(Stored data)
=====

PR #408, opened 2025-03-21
fix: missing shell for using vet's image as environment

KunalSin9h:
`debian:bullseye-slim` is very small, 80 MB, and current docker image is also near 80 MB.

This is critically needed as, Gitlab need image to `run as shell` for executing commands, like `vet scan` but current docker image being distroless does not have shell (sh). 

image

### DIFF
--- a/Dockerfile
+++ b/Dockerfile
@@ -12,7 +12,7 @@ ENV CGO_ENABLED=1
 
 RUN make quick-vet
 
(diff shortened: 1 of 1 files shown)


arunanshub (approved):

KunalSin9h:
failing ci: https://gitlab.com/safedep/ci-components/vet/-/jobs/9480823078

=====

Exercise - The word "shell" appears in how many lines of the records? Give the number only.

Finished exercise - 2